Saint laïc idolâtré par les libéraux, le fondateur des Colibris a su mobiliser l’imaginaire du paradis perdu et en faire un produit de consommation de masse. Il est mort à 83 ans.
En se répétant presque mot pour mot d’une apparition médiatique à une autre, Pierre Rabhi a ciselé durant plus d’un demi-siècle un récit autobiographique qui tient lieu à la fois de produit de consommation de masse et de manifeste articulé autour d’un choix personnel effectué en 1960 : celui d’un « retour à la terre ». Il est mort, samedi, à l’âge de 83 ans. Ses ouvrages centrés sur sa personne, ses centaines de discours et d’entretiens qui, tous, racontent sa vie ont abouti à ce résultat singulier : cet homme qui parlait continuellement de lui-même a incarné aux yeux de ses admirateurs et des journalistes la modestie et le sens des limites.
Né en 1938 à Kenadsa (région de Saoura), en Algérie, Rabah Rabhi perd sa mère vers l’âge de 4 ans et se retrouve dans une famille d’adoption, un couple de colons formé d’une institutrice et d’un ingénieur qui lui donne une éducation occidentale et bourgeoise. Fervent catholique, il adopte à 17 ans son nom de baptême, Pierre. Pendant la guerre d’Algérie, raconte-t-il, « (le) voici brandissant (son) petit drapeau par la fenêtre de la voiture qui processionne dans la ville en donnant de l’avertisseur : “Al-gé-rie-fran-çai-se” ».
Il gagne Paris à la fin des années 1950 et travaille chez un constructeur de machines agricoles dans les Hauts-de-Seine. Pierre Rabhi ne supporte ni la violence du monde industriel, ni les discours des syndicalistes de l’époque en faveur de la lutte des classes. Grâce au docteur Pierre Richard, ancien instructeur d’un chantier de la jeunesse près des mines de Villemagne (Gard), Pierre Rabhi rejoint, en Ardèche, une petite communauté de catholiques conservateurs plus âgés que lui et profondément influencés par le ruralisme du régime de Vichy. Il y fait la connaissance déterminante d’un écrivain d’extrême droite : Gustave Thibon.
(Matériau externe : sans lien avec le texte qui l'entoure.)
Issue #33, opened 2020-10-16
Investigate one more multiplatform project template


holtzmak:
After investigating Kotlin's Multiplatform Mobile (KMM) project template in #26, it would be in our best interest to try out at least one more way of creating a multiplatform project to see if it's easier to use.

(Copied from #26, try out something similar to the following):

Investigate how to write/get working the cross-platform (agnostic) GUI code:
1. Start investigating another, well-known multiplatform project/language
2. Could start a Wiki page with the options cross-platform code could be written
3. Get a window running on android and iOS (this is expected to be a dummy window, if you write the "real-thing" we could also merge into our codebase!)

MummenRider:
My experience : Setting up flutter in macOS is fairly easy. I haven't tried this on windows yet.
Future Goal: Explore Flutter documentation and maybe see Dart Language

holtzmak:
> My experience : Setting up flutter in macOS is fairly easy. I haven't tried this on windows yet.
> Future Goal: Explore Flutter documentation and maybe see Dart Language

Does it feel like Flutter is strong competition for KMM with its better integration with Android Studio? If we all end up using the same IDE (especially one that can run iOS without XCode* specifically) we could probably put configuration files under revision control so people don't have to figure out on their own (do it once kinda thing).

*I'm pretty sure you still had to download XCode tools, but that's minimal compared to the 40GB XCode can inflate to

mansiPaTeLL:
@MummenRider Great. Thanks to look into this. I will also help you out here with the investigations.

MummenRider:
If you want to use ios simulator, then downloading xcode is required. Flutter is indeed a huge competitor to KMM and we should really consider using flutter instead. As for IDE, we don't need huge IDE such as intellij, android studio or xcode, we can use a lightweight ide like VScode. I am closing this as I believe that I investigated enough to resolve this issue.

PR #35, opened 2020-10-21
Import Kotlin Multiplatform Mobile project and run pre-commit hooks

### LINKED ISSUE #26: Investigate (and create) cross-platform agnostic GUI code
Investigate how to write/get working the cross-platform (agnostic) GUI code:
1. Start investigating Kotlin's cross-platforming https://kotlinlang.org/lp/mobile/ 
1. Could start a Wiki page with the options cross-platform code could be written
1. Get a window running on android and iOS (this is expected to be a dummy window, if you write the "real-thing" we could also merge into our codebase!)
1. Investigate different GUI libraries for cross-platform Kotlin (if we aren't constrained by the API)*

*Kotlin works with all Java code, so we can investigate Java GUI libraries like JavaFX and Java Swing. To avoid overhead of JavaFX we could use TornadoFx (Kotlin wrapper library) instead, for example.
 
See the above notes to determine how to move forward.

holtzmak:
Closes #26 once complete and tested on windows, or will directly close regardless of review if #33 goes ahead instead.

**If we want to really go with KMM**, still need to do:

- [ ] Wiki page with IDE config instructions (will be a little lengthy, but should be a one-time configuration)

### DIFF
--- a/.gitignore
+++ b/.gitignore
@@ -21,4 +21,106 @@
 
 # virtual machine crash logs, see http://www.java.com/en/download/help/error_hotspot.xml
 hs_err_pid*
-/.idea/
+
+# IntelliJ files, caches, build files, git-related etc.
+*.iml
+.gradle/
+build/
+.idea/
+.DS_STORE
+local.properties
+.cache/
+
+# Xcode
+#
+# gitignore contributors: remember to update Global/Xcode.gitignore, Objective-C.gitignore & Swift.gitignore
+
+## User settings
+xcuserdata/
+
+## compatibility with Xcode 8 and earlier (ignoring not required starting Xcode 9)
+*.xcscmblueprint
+*.xccheckout
+
+## compatibility with Xcode 3 and earlier (ignoring not required starting Xcode 4)
+build/
+DerivedData/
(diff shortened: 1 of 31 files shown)


holtzmak:
@MummenRider lemme know if you want a walk-through review on this one, typically we wouldn't make a PR this huge, but there's no way around it for the project base.

holtzmak:
Further notes:
1. This runs with JDK 14, SDK Android 29, Gradle 6.6.1 for building, and older gradle tools 3.5.2 (because we use AndroidX which relies on this)
2. This has been tested on mac so far with the Google Pixel 3A ("Hello World") and iPhone 11 (No base app, but project compiles and an empty app icon appears due to `dummyFile`)

 _I've personally not worked with Swift before so I made no "Hello World" app in Swift, but can do so if we're moving forward with KMM_

MummenRider:
LGTM

MummenRider (approved):
LGTM

holtzmak:
Closing this PR as per #33 - we'll be using Flutter, which is similar but with better support. Uses the dart language over kotlin.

Entre le jeune néorural et le penseur conservateur se noue une relation qui durera jusqu’aux années 1990. Simultanément, Pierre Rabhi adopte les techniques agricoles pseudo-scientifiques de la biodynamie, puis débute une activité de conférencier dans les milieux tiers-mondistes.
Éloge de la pauvreté
Au cours des décennies suivantes, le fondateur du mouvement Colibris publie une trentaine d’ouvrages dont les ventes cumulées s’élèvent à 1,2 million d’exemplaires. Il dénonce les « excès de la finance », la « marchandisation du vivant » et l’opulence des puissants, mais ne prône comme solution qu’un retrait du monde, une ascèse intime, et se garde de mettre en cause les structures de pouvoir. Dans le Recours à la terre (éditions Terre du ciel, 1995), Pierre Rabhi fait l’éloge de la pauvreté, « le contraire de la misère » ; il la présente dans les années 1990 comme une « valeur de bien-être ». Quelques années plus tard, ce parti pris se muera en une exaltation de la « sobriété heureuse », expression bien faite pour cacher un projet où même la protection sociale semble un luxe répréhensible : « Beaucoup de gens bénéficient du secourisme social, a affirmé Pierre Rabhi. Mais, pour pouvoir secourir de plus en plus de gens, il faut produire des richesses. Va-t-on pouvoir l’ assumer longtemps ? »
Au cœur d’une société française en proie à un capitalisme destructeur et sans âme, le discours de Pierre Rabhi parvient à réconcilier grande distribution et sollicitude environnementale, grandes fortunes et spiritualité ascétique. En 2009, Pierre Rabhi participe à l’université d’été du Medef, puis rencontre des dirigeants de grandes entreprises comme Veolia, HSBC, General Electric, ainsi que le milliardaire Jacques-Antoine Granjon, le directeur général puis PDG du groupe Danone de 2014 à 2021 Emmanuel Faber et Jean-Pierre Petit, dirigeant de McDonald’s. « En perdant Pierre Rabhi, la vie perd un de ses plus merveilleux avocats », a écrit Jacques Attali, à l’unisson sur ce point avec des figures politiques issues des rangs de la droite, de LaREM, du PS et d’EELV.
En observant la procession de libéraux bigarrés pressés de rendre un dernier hommage à un auteur conservateur, d’aucuns songeront plutôt que, grâce à Pierre Rabhi, les analyses de Karl Marx à propos du rôle de la religion dans les sociétés industrielles n’ont jamais semblé si perspicaces.